Imeas - This is the measured current, in amps, of the circuit. In our example, we will use 1.41 amps.
PF - This is the Power Factor of the circuit. It is a calculated field and cannot be changed directly. In our example, the PF is 0.71.
Temp Conversion
This calculator will convert temperatures between Fahrenheit and Celsius. The fields are as follows:
Fahrenheit to Celsius
Deg F - This is the temperature, in degrees Fahrenheit, to be converted. In our example, enter 212 degrees.
Deg C - This is the converted temperature in degrees Celsius. In our example, the result is 100 degrees.
Celsius to Fahrenheit
Deg C - This is the temperature, in degrees Celsius, to be converted. In our example, enter 100 degrees.
Deg F - This is the converted temperature in degrees Fahrenheit. In our example, the result is 212 degrees.
Weight Conversion
This calculator will convert weights between Pounds and Kilograms. The fields are as follows:
Pounds to Kilograms
Lbs. - This is the weight, in pounds, to be converted. In our example, enter 150 pounds.
kg - This is the converted weight in kilograms. In our example, the result is 68 kilograms.
Kilograms to Pounds
kg - This is the weight, in kilograms, to be converted. In our example, enter 150 kilograms.
Lbs. - This is the converted weight in pounds. In our example, the result is 331 pounds.
Length Conversion
This calculator will convert lengths between Inches and Centimeters. The fields are as follows:
Inches to Centimeters
Inches - This is the length, in inches, to be converted. In our example, enter 36 inches.
cm - This is the converted length in centimeters. In our example, the result is 91 centimeters.
Centimeters to Inches
cm - This is the length, in centimeters, to be converted. In our example, enter 100 centimeters.

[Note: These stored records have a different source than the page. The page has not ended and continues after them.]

PR #1185, opened 2018-10-24
Set proper X-Forwarded-Ssl for SSL-terminated setups

kressh:
Hello! Thanks for awesome project!

I use nginx on same machine to terminate SSL and serve static files. So my nginx-proxy instances are http-only and use only docker network. That's why I got `X-Forwarded-Ssl` set always to "off" because it based on `$scheme`. In my PR I utilise `$proxy_x_forwarded_proto` mapping (which based on `X-Forwarded-Proto` header and falls back to `$scheme` if empty) to detect ssl connection.

### DIFF
--- a/nginx.tmpl
+++ b/nginx.tmpl
@@ -51,8 +51,8 @@ server_names_hash_bucket_size 128;
 ssl_dhparam /etc/nginx/dhparam/dhparam.pem;
 {{ end }}
 
-# Set appropriate X-Forwarded-Ssl header
-map $scheme $proxy_x_forwarded_ssl {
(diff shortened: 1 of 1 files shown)


kamermans:
Hi @kressh, this looks like a good improvement.  It gets a thumbs-up from me @jwilder.

buchdag:
@kamermans stil relevant ?

kressh:
@buchdag I believe it is: https://github.com/nginx-proxy/nginx-proxy/blob/main/nginx.tmpl#L101

kamermans:
Yes, I think this is fine still @buchdag.

buchdag:
Thanks @kressh @kamermans, merging

PR #1194, opened 2018-11-12
support grpc protocol

umevoshi:


umevoshi:
I don't know why build is failed with updated README.md only.

PR #1197, opened 2018-11-14
Add support for Client-Side Certificate Authentication

Nobody84:
Adding support to enable client side certificate authentication per virtual host in the same way a the basic authentication works. If a certificate file with the name of a Virtual_Host.crt is located in directory /etc/nginx/ca, the server will activate ssl_verify_client using this crt file. If you also want to use a certificate revocation list you have to copy your crl file to the /etc/nginx/ca with the name Virtual_Host.crl.


maresb:
It would be great to see this functionality merged.  

In case anyone else is wondering how to do client certificates in the meantime, it's quite simple via config files.  For example, for proxy-wide client certificates, add the following lines to my_proxy.conf (as described in README.md):
```
ssl_client_certificate /etc/nginx/certs/ca.crt;
ssl_verify_client on;
```
This of course assumes that your client certificate CA has been added to the path above.

Sy14r:
Is this planning to be merged eventually? It doesn't appear that there are any blockers.

buchdag:
@Sy14r I want to have the test suite working again before starting to merge new features, see #1304 

Also, ideally, I'd like new features to have corresponding tests.

PR #2002, opened 2022-06-20
Headers more filter module

dextervip:
### Background

By default nginx expose its name in the response header as `server: nginx`. Knowing type of a running web server allows testers to determine known vulnerabilities and the appropriate exploits to use during testing. Server Banners Exposed may be considered a vulnerability with low severity. However depending of level of required compliance, It can a reason of compliance rejection. 

### Severity Evaluation
Based on the National Vulnerabilities Database (NDV), the vulnerability severity ratings of CVSS v3.0 can be summarized as showed below:
CVSSv3 Vector: [AV:N/AC:H/PR:N/UI:N/S:U/C:L/I:N/A:N](https://nvd.nist.gov/vuln-metrics/cvss/v3-calculator?vector=AV:N/AC:H/PR:N/UI:N/S:U/C:L/I:N/A:N)
CVSSv3 Base Score: 3.7
Severity: Low (0.1 - 3.9)

Reference
[CWE-200: Information Exposure ](https://cwe.mitre.org/data/definitions/200.html)
https://owasp.org/www-project-web-security-testing-guide/stable/4-Web_Application_Security_Testing/01-Information_Gathering/02-Fingerprint_Web_Server 
https://owasp.org/www-project-web-security-testing-guide/stable/4-Web_Application_Security_Testing/01-Information_Gathering/08-Fingerprint_Web_Application_Framework 
Enel IT Security Guidelines - APPLICATIONS (Guideline no. 7, Version no. 2, dated 30/09/2017): paragraph 2.6. Control #32: Coding, Subparagraph 2.6.1 – Baseline

### Remediation
Remove or modify the banners included into the responses in order to do not provide any information about technologies. Since `server_tokens off` is not enough to remove the banner `server: nginx`. Compiling headers more filter module and adding to the image is a choice to allow easily to hide server header or simply to remove it as the example below:

```
RUN { \
      echo 'server_tokens off;'; \
      echo 'more_clear_headers Server;'; \
    } > /etc/nginx/conf.d/server_banner.conf
```

### DIFF
--- a/Dockerfile
+++ b/Dockerfile
@@ -35,6 +35,36 @@ RUN git clone https://github.com/nginx-proxy/forego/ \
    && cd - \
    && rm -rf /go/forego
 
+
+# Build headers more module from scratch
+FROM nginx:1.21.6 AS headers-more-nginx-module
+
+# nginx:alpine contains NGINX_VERSION environment variable, like so:
+# ENV NGINX_VERSION 1.15.0
+ARG HEADERS_MORE_VERSION=v0.33
+
+RUN apt-get update \
+    && apt-get install -y \
+        build-essential \
+        libpcre++-dev \
+        zlib1g-dev \
+        libgeoip-dev \
+        wget \
+        git
+# Download sources
+RUN wget "http://nginx.org/download/nginx-${NGINX_VERSION}.tar.gz" -O nginx.tar.gz
+
+RUN cd /opt \
+    && git clone --depth 1 -b $HEADERS_MORE_VERSION --single-branch https://github.com/openresty/headers-more-nginx-module.git \
+    && cd /opt/headers-more-nginx-module \
+    && git submodule update --init \
+    && cd /opt \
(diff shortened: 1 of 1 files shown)


buchdag:
While I understand the need here, this kind of addition to the Dockerfile is very hard to maintain on the long run as it basically means we have to additionally maintain the build of the headers more filter module. What about the Alpine based image ?

Also there are no test to validate that this actually works.

buchdag:
This issue https://github.com/openresty/headers-more-nginx-module/issues/138 seems to confirm that compatibility issues between `ngx_headers_more` and nginx latest stable versions might happen from time to time. I don't think that adding a module in order to fix something that might be considered a low severity exploit is worth the risk of being blocked on nginx updates. If you are in a case where nginx exposing itself in the response header might be a reason for compliance rejection, vulnerabilities in the base nginx image not being patched will pretty certainly cause compliance rejection well before that.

Inches - This is the converted length in inches. In our example, the result is 39 inches.
Resistors in Series
This calculator will give you the total resistance of up to four resistors connected in series. The fields are as follows:
R1 - Enter the first resistor value, in ohms, in this field. For this example, enter 100 ohms.

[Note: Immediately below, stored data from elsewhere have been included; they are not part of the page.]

PR #2025, opened 2022-07-26
Support vouch-proxy as authentication for exposed services

rvaidya:
This PR adds support for authenticating to services exposed by nginx-proxy using [vouch-proxy](https://github.com/vouch/vouch-proxy) and the nginx auth_request module.

Authentication is a common enough use case to merit adding support for this over requiring users to configure something like this using custom nginx configuration and shared volumes.

vouch-proxy supports a wide range of login providers for SSO.


buchdag:
Hi. Thanks for the PR, unfortunately I feel this is too specific to a single platform to justify merging, and as you noted yourself this is already easily doable with a [custom config](https://github.com/nginx-proxy/nginx-proxy#per-virtual_host).

PR #2036, opened 2022-08-15
docs: add note on vhost.d files with acme-companion

remiberthoz:
I added a small note on the Per-VIRTUAL_HOST nginx configuration files, about the portion of file that is appended by the acme-companion container. I think the behavior is relatively clear to anyone using the acme-challenges, but I found it surprising to not see it mentioned in the doc.


buchdag:
@remiberthoz this has since been disabled by default in acme-companion.

PR #2080, opened 2022-11-02
feat: Providing env vars for dockergen and nginx

hypery2k:
Add possibility to tweak docker-gen and nginx via env vars.


buchdag:
Hi, thanks for the PR. The preferred and already supported way to do this is to use [separate docker-gen and nginx container](https://github.com/nginx-proxy/nginx-proxy#separate-containers), which can be tweaked at will.

PR #2091, opened 2022-11-08
Load Network Config depending on NETWORK_ACCESS env var

solrac200:
Instead of just checking if NETWORK_ACCESS is internal and then using the networks_internal config file, use the value of this env var and load the according config file.


buchdag:
Hi, thanks for the PR however it has no test, no documentation and break backward compatibility for people relying on the use of `network_internal.conf`. It won't be merged if those issues aren't addressed.

bitcoinfinancier (approved):

bitcoinfinancier (approved):

PR #2127, opened 2023-01-01
Various code health chores

rhansen:
No behavior changes, just cleanups.


buchdag (changes requested):
LGTM except for that last commit, I don't want to spark an endless debate but I find two space tabs make code harder to read, especially on GitHub.

rhansen:
> OK, I'll do 4 spaces.

Done.  I also pushed a new commit that re-wraps long template comments to keep those lines under 80 columns long.  (Unfortunately golang templates do not support line continuations inside `{{...}}` except for comments.)

buchdag (approved):

Issue #886, opened 2017-07-26
Allow upstream options


italomaia:
In some scenarios, upstream options are needed, like when you have to always route the same user to the same host, like socketio (with ip_hash).

Issue #871, opened 2017-07-04
USE_IP_HASH seems to have zero impact to the default.conf


redskate:
Hi,

My docker-compose definition for your nginx is:

```
nginx:
    image: xxx-nginx
    restart: always
    environment:
      DEFAULT_HOST: xxx.local #mandatory to load balance
      USE_IP_HASH: 1
    ports:
      - 90:80
    volumes:
      - "/var/run/docker.sock:/tmp/docker.sock:ro"
      - "./nginxlogs:/var/log/nginx"
    links:
      - xxx_tomcat_node_1
      - xxx_tomcat_node_2
```

When I bash log in into the corrensponding nginx container, and look into `/etc/nginx/conf.d/default.conf`, I do not find ip_hash" in it - why?

redskate:
Hi again - probably the docker-compose config should have also a `VIRTUAL_HOST: xxx.local` to trigger adding "ip_hash;" to nginx.tmpl.

HOWEVER I do have some general doubts, nginx (free) is a usable idea to load-balance in an upstream of sticky sessions bounded servers.

`ip_hash;` seems to be a quick-trick to allow something closed to session stickyness, but is defacto more an "IP balancing" than a load balancing. It does not balance the load at all!!!!

So it seems nginx be a "door" to spend some time in working with it, then opening to some non-free real systems - for cash - which ensure you can still have round-robin with session stickyness.

For this reason I will now distanciate myself from nginx!

Nice integration work anyway 👍

Pimmetje:
USE_IP_HASH is something i can only find in a pull request that is still open. Did i miss something?

JamBalaya56562:
`USE_IP_HASH` was only ever part of an unmerged PR (as @Pimmetje noted above), so it never had any effect in the released image.

To choose a non-default upstream load-balancing method such as `ip_hash` (e.g. for sticky behaviour across multiple replicas), use the `com.github.nginx-proxy.nginx-proxy.loadbalance` label on your container — it injects the directive (`ip_hash;`, `hash $remote_addr;`, etc.) into the generated `upstream{}` block. It's documented under "Upstream Server HTTP Load Balancing Support" (including the `$`-escaping note) and covered by the `test_loadbalancing` tests.

PR #299, opened 2015-11-21
Added mechanism to specify ip_hash in the upstream directive

tpcwang:
This should address https://github.com/jwilder/nginx-proxy/issues/221

Issue #221, opened 2015-08-20
session affinity


timhuff:
Does this proxy enable nginx session affinity? From looking at the `nginx.tmpl` file, it would appear not. It seems that this would be beneficial to include. When I release a new version of our website, I spin up containers with the new version and then stop containers with the old version. During this process, it's possible for a user to grab, for instance, the new javascript file but the old css file. By enabling session affinity, it would ensure that users that started out on the old version stay on the old version until the switch is complete. Is there anything that makes this possibility unrealistic?

md5:
The fact that it involves the proxy setting a cookie would mean that the proxy would no longer be transparent, which I believe is one of @jwilder's goals for this image. I could see this being an optional behavior, but not a default.

See https://github.com/jwilder/nginx-proxy/issues/153 for some previous discussion of sticky sessions.

DavidSichau:
It would be possible without any Sessions via the `ip_hash;` See http://nginx.org/en/docs/http/ngx_http_upstream_module.html#ip_hash. This would not add any state to the container and still allow sticky sessions.

redskate:
Hi, THANK YOU for having defined the possibility to use "ip_hash;"

In docker-compose, I am using `USE_IP_HASH: 1 ` in the environment section of your nginx, but this seems to have zero impact ...

PR #2173, opened 2023-02-14
feat: Add support for HTTP load balancing between the proxy and upstream server groups

SchoNie:
Currently all connections are forwarded upstream with Round Robin algorithm. (default Nginx)
This pull request adds a container labels to specify the load balancing algorithm. Which can be used to have session persistence / affinity.
Some web applications which use the HTTP long-polling transport like websocket require sticky sessions.

Related #871, #299, #221, #886

Note if #1934 is merged: When using load balancing methods other than the default round-robin method, it is necessary to activate them before the keepalive directive.

If you think this PR is usefull I also plan to add the 'weight' directive.

I am trying to write a test. I have no pytest experience and having a little hard time to setup the test suite.
```
def test_web_loadbalance(docker_compose, nginxproxy):
    conf = nginxproxy.get_conf().decode('ASCII')
    r1 = nginxproxy.get("http://web.nginx-proxy.tld")
    r2 = nginxproxy.get("http://web.nginx-proxy.tld")
    assert r1.status_code == 200
    assert r2.text == r1.text
```
If I am correct the test webserver should output the container hostname.
But this always passes. In my first test when still using round robin I would expect this to fail.
Could someone point me in the right direction?

### DIFF
--- a/README.md
+++ b/README.md
@@ -373,6 +373,42 @@ docker run -d -p 80:80 -p 443:443 \
 
 You'll need apache2-utils on the machine where you plan to create the htpasswd file. Follow these [instructions](http://httpd.apache.org/docs/2.2/programs/htpasswd.html)
 
+### Upstream (Backend) Server HTTP Load Balancing Support
+
+> **Warning**
+> This feature is experimental.  The behavior may change (or the feature may be removed entirely) without warning in a future release, even if the release is not a new major version.  If you use this feature, or if you would like to use this feature but you require changes to it first, please [provide feedback in #2195](https://github.com/nginx-proxy/nginx-proxy/discussions/2195).  Once we have collected enough feedback we will promote this feature to officially supported.
+
+If you have multiple containers with the same `VIRTUAL_HOST` and `VIRTUAL_PATH` settings, nginx will spread the load across all of them.  To change the load balancing algorithm from nginx's default (round-robin), set the `com.github.nginx-proxy.nginx-proxy.loadbalance` label on one or more of your application containers to the desired load balancing directive.  See the [`ngx_http_upstream_module` documentation](https://nginx.org/en/docs/http/ngx_http_upstream_module.html) for available directives.
+
+> **Note**
+> * Don't forget the terminating semicolon (`;`).
+> * If you are using Docker Compose, remember to escape any dollar sign (`$`) characters (`$` becomes `$$`).
+
+Docker Compose example:
+
+```yaml
+services:
+  nginx-proxy:
+    image: nginxproxy/nginx-proxy
+    ports:
+      - "80:80"
+    volumes:
+      - /var/run/docker.sock:/tmp/docker.sock:ro
+    environment:
+      HTTPS_METHOD: nohttps
+  myapp:
+    image: jwilder/whoami
+    expose:
+      - "8000"
+    environment:
+      VIRTUAL_HOST: myapp.example
+      VIRTUAL_PORT: "8000"
+    labels:
+      com.github.nginx-proxy.nginx-proxy.loadbalance: "hash $$remote_addr;"
+    deploy:
+      replicas: 4
+```
+
 ### Headers
 
 By default, `nginx-proxy` forwards all incoming request headers from the client to the backend server unmodified, with the following exceptions:
--- a/nginx.tmpl
+++ b/nginx.tmpl
@@ -214,6 +214,11 @@
 {{- define "upstream" }}
 upstream {{ .Upstream }} {
     {{- $server_found := false }}
+    {{- $loadbalance := first (keys (groupByLabel .Containers "com.github.nginx-proxy.nginx-proxy.loadbalance")) }}
+    {{- if $loadbalance }}
+    # From the container's loadbalance label:
+    {{ $loadbalance }}
+    {{- end }}
     {{- range $container := .Containers }}
     # Container: {{ $container.Name }}
         {{- $args := dict "globals" $.globals "container" $container }}
--- a/test/test_loadbalancing.yml
+++ b/test/test_loadbalancing.yml
@@ -1,0 +1,27 @@
+services:
+  loadbalance-hash:
+    image: web
+    expose:
+      - "81"
+    environment:
+      WEB_PORTS: 81
+      VIRTUAL_HOST: loadbalance-enabled.nginx-proxy.tld
+    labels:
+      com.github.nginx-proxy.nginx-proxy.loadbalance: "hash $$remote_addr;"
+    deploy:
+      replicas: 2
+
+  loadbalance-roundrobin:
+    image: web
+    expose:
+      - "82"
+    environment:
+      WEB_PORTS: 82
+      VIRTUAL_HOST: loadbalance-disabled.nginx-proxy.tld
+    deploy:
+      replicas: 2
+
+  sut:
+    image: nginxproxy/nginx-proxy:test
+    volumes:
+      - /var/run/docker.sock:/tmp/docker.sock:ro
--- a/test/test_loadbalancing.py
+++ b/test/test_loadbalancing.py
@@ -1,0 +1,16 @@
+import pytest
+import re
+
+def test_loadbalance_hash(docker_compose, nginxproxy):
+    conf = nginxproxy.get_conf().decode('ASCII')
+    r1 = nginxproxy.get("http://loadbalance-enabled.nginx-proxy.tld")
+    r2 = nginxproxy.get("http://loadbalance-enabled.nginx-proxy.tld")
+    assert re.search(r"hash \$remote_addr\;", conf)
+    assert r1.status_code == 200
+    assert r2.text == r1.text
+
+def test_loadbalance_roundrobin(docker_compose, nginxproxy):
+    r1 = nginxproxy.get("http://loadbalance-disabled.nginx-proxy.tld")
+    r2 = nginxproxy.get("http://loadbalance-disabled.nginx-proxy.tld")
+    assert r1.status_code == 200
+    assert r2.text != r1.text


rhansen:
> If you think this PR is useful

I do!  Thank you for the PR!

> If I am correct the test webserver should output the container hostname.

Yes.

> But this always passes. In my first test when still using round robin I would expect this to fail.

I too would expect that test to fail.  Some questions:

  * Could this be caused by `Connection: keep-alive` from the test client to nginx?
      * Does nginx use the same upstream server to handle all requests transmitted in the same persistent connection?
      * Does the HTTP client in the `nginxproxy` fixture use persistent connections?
  * What does the associated `.yml` file contain?
  * What do you get when you manually query? Like this:
    ```shell
    docker-compose -f test/test_load_balancing.yml up -d
    ip=$(docker container inspect -f '{{.NetworkSettings.Networks.bridge.IPAddress}}' test_sut_1)
    curl --connect-to ::${ip}: http://web.nginx-proxy.tld/
    ```
  * Does your nginx-proxy container have any extra config files that enable content caching?  (run `docker exec test_sut_1 nginx -T` to see nginx's full config)

rhansen:
Given that the user provides the full line including the semicolon, maybe it would be better to just add an `include` directive if a certain file exists.  For example, look for `/etc/nginx/upstream.d/${upstream_name}.conf` first, and if that doesn't exist, look for `/etc/nginx/upstream.d/default.conf`.  If either exists, that file will be included.  Then users can put the load balancing directive in the include file.  What do you think?

SchoNie:
Thank you Richard! Your hints pointed me in the right direction and I had a small error in my compose file.
Added some initial tests. All feedback is appreciated.

>  

> Given that the user provides the full line including the semicolon, maybe it would be better to just add an `include` directive if a certain file exists. For example, look for `/etc/nginx/upstream.d/${upstream_name}.conf` first, and if that doesn't exist, look for `/etc/nginx/upstream.d/default.conf`. If either exists, that file will be included. Then users can put the load balancing directive in the include file.
> 
> Two annoying things about my suggestion:
> 
> * The user has to be able to determine the upstream name that nginx-proxy generates, which I plan on changing ([feat: Use container names for upstream names to avoid repeats #1938](https://github.com/nginx-proxy/nginx-proxy/pull/1938)).
> * The user has to create a separate file and bind mount it into the container, rather than simply define a label.
> 
> Maybe a compromise would be to rename the label in this PR from `*.loadbalance` to something like `*.upstream_directives` and adjust the documentation to say that any directives suitable in an `upstream` block can be placed here, such as load balancing directives. One problem with this: what if multiple containers in the same upstream set this label? This PR picks an arbitrary winner; if the label is renamed, maybe it would be better to concatenate the values. There are usability downsides either way.

I was at first thinking to make the loadbalancing a true/false option. But then because of all flexible loadbalance options I decided to keep it clean and just insert the directive as-is from the label to prevent from a lot if/else stuff.
And focused more on writing the documentation with good examples.

I do like your suggestions. They gave me new ideas. My thoughts:
Including a upstream.d file is smart, but indeed your predicable name PR needs to be in there first. And maybe not so easy for the user to find out.
More and more apps use websockets and now we can provide a documented and unit-tested approach to handle this.

Renaming to `*.upstream_directives` is a possibility but for me it sounds a little to global. I don't see much more options in the [upstream module](http://nginx.org/en/docs/http/ngx_http_upstream_module.html) an average user would use. (The most interesting are related to the keepalive timeouts) and like you say can be dangerous if set different on multiple containers.

I rather would expand this PR to include the server weight and make a separate PR to include a upstream.d file. Which we can benefit from in more complex scenarios.

README.md
```diff
@@ -373,6 +373,50 @@ docker run -d -p 80:80 -p 443:443 \
 
 You'll need apache2-utils on the machine where you plan to create the htpasswd file. Follow these [instructions](http://httpd.apache.org/docs/2.2/programs/htpasswd.html)
 
+### Upstream (Backend) Server HTTP Load Balancing Support
+
+> **Warning**
+> This feature is experimental.  The behavior may change (or the feature may be removed) without warning in a future release, even if the release is not a new major version.  If you use this feature, please provide feedback so we know whether it is working properly and can be promoted to officially supported.
+To enable HTTP load balancing between `nginx-proxy` and a group of backend servers, set the `com.github.nginx-proxy.nginx-proxy.loadbalance` label on the server's container to the load balancing algorithm which should be used. See the [nginx load balancing documentation](https://docs.nginx.com/nginx/admin-guide/load-balancer/http-load-balancer/) and the [Docker label documentation](https://docs.docker.com/config/labels-custom-metadata/) for details.
+The load balancing algorithm is enabled for the containers sharing the same `VIRTUAL_HOST`
+#### Choosing a Load-Balancing Method
```
rhansen, line 382: I don't think it's necessary to go into detail about choosing a load balancing method.  I think it is sufficient to just link to the nginx documentation and explain how to set up load balancing in nginx-proxy.  Something like this:

> ### Upstream (Backend) Server HTTP Load Balancing Support
>
>> **Warning**
>> *(experimental warning goes here)*
>
> If you have multiple containers with the same `VIRTUAL_HOST` and `VIRTUAL_PATH` settings, nginx will spread the load across all of them.  To change the load balancing algorithm from nginx's default (round-robin), set the `com.github.nginx-proxy.nginx-proxy.loadbalance` label on one or more of your application containers to the desired load balancing directive.  See the [`ngx_http_upstream_module` documentation](https://nginx.org/en/docs/http/ngx_http_upstream_module.html) for available directives.
>
>> **Note**
>>   * Don't forget the terminating semicolon (`;`).
>>   * If you are using Docker Compose, remember to escape any dollar sign (`$`) characters (`$` becomes `$$`).
>
> Docker Compose example:
>
> ```yaml
> services:
>   nginx-proxy:
>     image: nginxproxy/nginx-proxy
>     ports:
>       - "80:80"
>     volumes:
>       - /var/run/docker.sock:/tmp/docker.sock:ro
>     environment:
>       HTTPS_METHOD: nohttps
>   myapp:
>     image: jwilder/whoami
>     expose:
>       - "8000"
>     environment:
>       VIRTUAL_HOST: myapp.example
>       VIRTUAL_PORT: "8000"
>     labels:
>       com.github.nginx-proxy.nginx-proxy.loadbalance: "hash $$remote_addr;"
>     deploy:
>       replicas: 4
> ```

nginx.tmpl
```diff
@@ -198,6 +198,11 @@
 {{- define "upstream" }}
 upstream {{ .Upstream }} {
     {{- $server_found := false }}
+    {{- $loadbalance := first (keys (groupByLabel .Containers "com.github.nginx-proxy.nginx-proxy.loadbalance")) }}
+    {{- if $loadbalance }}
+    # Loadbalancing method: {{ $loadbalance }}
```
rhansen, line 203: I don't think it's useful to repeat the value of the `$loadbalance` variable here.

```suggestion
    # From the container's loadbalance label:
```

test/test_loadbalancing.yml
```diff
@@ -0,0 +1,38 @@
+  loadbalance-hash-1:
```
rhansen, line 1: Missing `services:` line?

```suggestion
services:
  loadbalance-hash-1:
```

test/test_loadbalancing.yml
```diff
@@ -0,0 +1,38 @@
...
+    labels:
+      com.github.nginx-proxy.nginx-proxy.loadbalance: "hash $$remote_addr;"
+
+  loadbalance-hash-2:
+    image: web
+    expose:
+      - "82"
+    environment:
+      WEB_PORTS: 82
+      VIRTUAL_HOST: loadbalance-enabled.nginx-proxy.tld
```
rhansen, line 17: Rather than repeat the container, use `deploy.replicas`:

```suggestion
    deploy:
      replicas: 2
```

rhansen (changes requested):

test/test_loadbalancing.yml
SchoNie: It's missing in more tests. For example: [test_keepalive.yml](https://github.com/rhansen/nginx-proxy/blob/keepalive/test/test_keepalive.yml) and [test_log_format.yml](https://github.com/nginx-proxy/nginx-proxy/blob/main/test/test_log_format.yml) and more.
So I was not sure what is prefered.

rhansen: I should fix those.  Omitting it means use the old v1 semantics, which doesn't matter for those tests, but they should be updated anyway for consistency.  It is needed here in order to use `deploy.replicas`.

rhansen (approved):
LGTM.  What do you think @buchdag?

We should remember to squash the commits when merging (or you can squash them yourself @SchoNie and force push before we merge).

README.md
```diff
@@ -373,6 +373,42 @@ docker run -d -p 80:80 -p 443:443 \
 
 You'll need apache2-utils on the machine where you plan to create the htpasswd file. Follow these [instructions](http://httpd.apache.org/docs/2.2/programs/htpasswd.html)
 
+### Upstream (Backend) Server HTTP Load Balancing Support
+
+> **Warning**
+> This feature is experimental.  The behavior may change (or the feature may be removed) without warning in a future release, even if the release is not a new major version.  If you use this feature, please provide feedback so we know whether it is working properly and can be promoted to officially supported.
```
buchdag, line 379: I'll have the same request as on https://github.com/nginx-proxy/nginx-proxy/pull/1934 : please open a discussion for feedbacks on this feature first, then include a link to it in the documentation.

buchdag (changes requested):

buchdag:
@rhansen apart from the request change related to the feedback discussion and it inclusion in the docs, this LGTM (and yes we should squash the commits).

README.md
SchoNie: Done. #2195 
And also squashed.

rhansen (dismissed):

buchdag (approved):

R2 - Enter the second resistor value, in ohms. In our example, we will use 89 ohms.
R3 - Enter the third resistor value, in ohms. Leave this field blank if there are less than three resistors being calculated. In our example, we will use 1000 ohms.
R4 - Enter the fourth resistor value, in ohms. Leave this field blank if there are less than four resistors being calculated. In our example, we will enter 500 ohms.

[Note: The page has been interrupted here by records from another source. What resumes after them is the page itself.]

PR #2183, opened 2023-02-20
fix: Sort networks and ports before iterating

### LINKED ISSUE #2182: order of exposed ports is not sorted
The order of exposed ports in the comment on line 84 in the `nginx.tmpl` is not sorted.

```
{{- /* If only 1 port exposed, use that as a default, else 80. */}}
#     exposed ports:{{ range $.container.Addresses }} {{ .Port }}/{{ .Proto }}{{ else }} (none){{ end }}
```

This leads to different `/etc/nginx/conf.d/default.conf` on each run of `docker-gen` and therefor to a restart of the `nginx`.

https://github.com/nginx-proxy/nginx-proxy/blob/main/nginx.tmpl#L83-L84

I've copied the generated conf every 5 seconds while having some GitLab runner containers started and stopped.

```
/srv/nginx-proxy$ for i in {1..60}; do docker compose cp dockergen:/etc/nginx/conf.d/default.conf conf-$i.conf ; sleep 5; done
```

Comparing the generated configs exposed the issue:
```/srv/nginx-proxy$ diff conf-1.conf conf-6.conf
432c432
<     #     exposed ports: 9252/tcp 8093/tcp
---
>     #     exposed ports: 8093/tcp 9252/tcp
485c485
<     #     exposed ports: 22/tcp 443/tcp 5000/tcp 80/tcp
---
>     #     exposed ports: 5000/tcp 80/tcp 22/tcp 443/tcp
```

The same has been in previous versions with the networks https://github.com/nginx-proxy/docker-gen/issues/431

JanMalte:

R Total - This is the total resistance of the series circuit. It is a calculated field and cannot be changed directly. In our example, the total resistance is 1689 ohms.
Note that if more than four resistors need to be calculated, you may calculate the first four resistors, then take that result and enter it in the R1 field. Up to three more resistors may then be entered into the R2, R3, and R4 fields. This process may be repeated an unlimited number of times.
Resistors in Parallel
This calculator will give you the total resistance of up to four resistors connected in parallel. The fields are as follows:
R1 - Enter the first resistor value, in ohms, in this field. For this example, enter 1500 ohms.
R2 - Enter the second resistor value, in ohms. In our example, we will use 330 ohms.
R3 - Enter the third resistor value, in ohms. Leave this field blank if there are less than three resistors being calculated. In our example, we will use 750 ohms.
R4 - Enter the fourth resistor value, in ohms. Leave this field blank if there are less than four resistors being calculated. In our example, we will enter 3000 ohms.
R Total - This is the total resistance of the parallel circuit. It is a calculated field and cannot be changed directly. In our example, the total resistance is 186 ohms.
Note that if more than four resistors need to be calculated, you may calculate the first four resistors, then take that result and enter it in the R1 field. Up to three more resistors may then be entered into the R2, R3, and R4 fields. This process may be repeated an unlimited number of times.
We hope that this series has helped you better understand the FlexCalculator Suite and that you will find the calculators helpful in your daily system planning. As always, if you need assistance our Technical Support department is always here to help.